Tom Tanner

Personal information
- Full name: Thomas Tanner
- Date of birth: March 10, 1968 (age 58)
- Place of birth: Syracuse, New York, United States
- Height: 5 ft 8 in (1.73 m)
- Position: Midfielder

Team information
- Current team: Utica City FC (general manager)

College career
- Years: Team / Apps / (Gls)
- 1986–1990: NC State Wolfpack

Senior career*
- Years: Team / Apps / (Gls)
- 1991–2001: Cleveland Crunch (indoor) / 387 / (236)
- 1996–2002: Rochester Rhinos / 141 / (11)
- 2003–2004: Syracuse Salty Dogs / 17 / (2)

Managerial career
- 2003–2004: Syracuse Salty Dogs (assistant)
- 2011–2016: Syracuse Silver Knights
- 2016–: Utica City FC (general manager)

= Tommy Tanner =

American soccer player & coach (born 1968)

Thomas Tanner is a retired American soccer midfielder who played professionally in the USL A-League, Major Indoor Soccer League and National Professional Soccer League. He was the 1992 MISL Rookie of the Year. Tanner is the owner and currently the general manager of Utica City FC of the Major Arena Soccer League.

==Youth==
Tanner graduated from Henninger High School where he was a 1984 third team and 1985 fourth team NSCAA High School All American and a 1985 Parade Magazine High School All American soccer player. He attended North Carolina State University, playing on the men's soccer team from 1986 to 1990. He graduated with a bachelor's degree in business management in 1991.

==Professional==
In 1991, the Cleveland Crunch of the Major Indoor Soccer League selected Tanner in the second round of the MISL Draft. On June 29, 1991, Tanner made his debut and scored his first goal for the Crunch in a rare outdoor exhibition game against PSV Eindhoven. He was the 1992 MISL Rookie of the Year. The MISL collapsed in 1992 and the Crunch moved to the National Professional Soccer League. Tanner and his teammates went on to win the 1994, 1996, and 1999 championships. In 2000, the Crunch lost in the finals to the Milwaukee Wave. Tanner retired from the Crunch in 2001.

In 1996, Tanner joined the Rochester Rhinos of the USISL A-League. He spent each summer for the next six years playing for the Rhinos, serving as team captain from 1998 to 2001. In 1996, Rochester went to the finals of both the league championship and the Open Cup. In 1999, Rochester won the 1999 U.S. Open Cup. It also won league titles in 1998, 2000 and 2001. In 2003, Tanner moved to the Syracuse Salty Dogs as a player-assistant coach. In August 2003, he added general manager to his list of team duties. The Salty Dogs withdrew from the league following the 2004 season and folded.

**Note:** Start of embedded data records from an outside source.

PR #361, opened 2021-05-14
Add cpuinfo proc entry

vtikoo:
### Summary
This PR adds support for /proc/cpuinfo file. 
Two calls are made to the target, first one to get the size of the cpuinfo file on the host. The second one passes a buffer of that size, and the contents of /proc/cpuinfo on the host are copied over into the buffer.
The buffer is cached inside the kernel, so that subsequent requests can be serviced without target calls.

### DIFF
--- a/kernel/procfs.c
+++ b/kernel/procfs.c
@@ -15,6 +15,7 @@
 #include <myst/procfs.h>
 
 static myst_fs_t* _procfs;
+static char* _cpuinfo_buf = NULL;
 
 int procfs_setup()
 {
@@ -53,6 +54,9 @@ int procfs_teardown()
         myst_eprintf("failed to release procfs\n");
         return -1;
     }
+
+    /* free cached cpuinfo information */
+    free(_cpuinfo_buf);
 
     return 0;
 }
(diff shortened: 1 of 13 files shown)


kernel/procfs.c
```diff
@@ -189,6 +193,38 @@ static int _self_vcallback(myst_buf_t* vbuf)
     return ret;
 }
 
+static int _cpuinfo_vcallback(myst_buf_t* vbuf)
+{
+    int ret = 0;
+
+    if (!vbuf)
+        ERAISE(-EINVAL);
+
```
jxyang, line 202: Should we clear vbuf first?

target/shared/cpuinfo.c
```diff
@@ -0,0 +1,47 @@
...
+#include <myst/tcall.h>
+#include <fcntl.h>
+#include <string.h>
+
+int myst_tcall_cpuinfo_size()
+{
+    int fd, nbytes, size = 0;
+    char buf[1024];
+
+    fd = open("/proc/cpuinfo", O_RDONLY);
```
jxyang, line 14: You can use `ftell` to get the file size quicker:
```c
fp = fopen("/proc/cpuinfo", "r");
fseek(fp, 0L, SEEK_END);
sz = ftell(fp);
```

target/shared/cpuinfo.c
```diff
@@ -0,0 +1,47 @@
...
+{
+    int fd, nbytes, count = 0;
+    char tmp[1024];
+    char* p = buf;
+
+    fd = open("/proc/cpuinfo", O_RDONLY);
+    if (fd < 0)
+        return errno;
+
+    while ((nbytes = read(fd, tmp, sizeof(tmp))))
```
jxyang, line 35: You can read `size` bytes once without the need for a loop.

target/shared/cpuinfo.c
vtikoo: Tried this, didnt work. Digging further it looks like /proc files depending on the seq file implementation of lseek don't support `SEEK_END`.

kernel/procfs.c
vtikoo: It is cleared on L220.

target/shared/cpuinfo.c
vtikoo: Fixed.

jxyang (approved):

Tanner earned the nickname "The Architect" after leading Utica City FC to the Regular Season Eastern Division Championship during the team's inaugural season in 2018–19.

==Coach==
In 2001, Tanner became the director of coaching with the Syracuse Soccer Academy, a position he held until 2003. In 2003, Tanner became an assistant coach with the Syracuse Salty Dogs of the USL A-League. In 2004, he founded and coached the Syracuse Youth Football Club. In 2011, he became the head coach and owner of the Syracuse Silver Knights. In 2017, Tanner changed roles from head coach of the Silver Knights to general manager.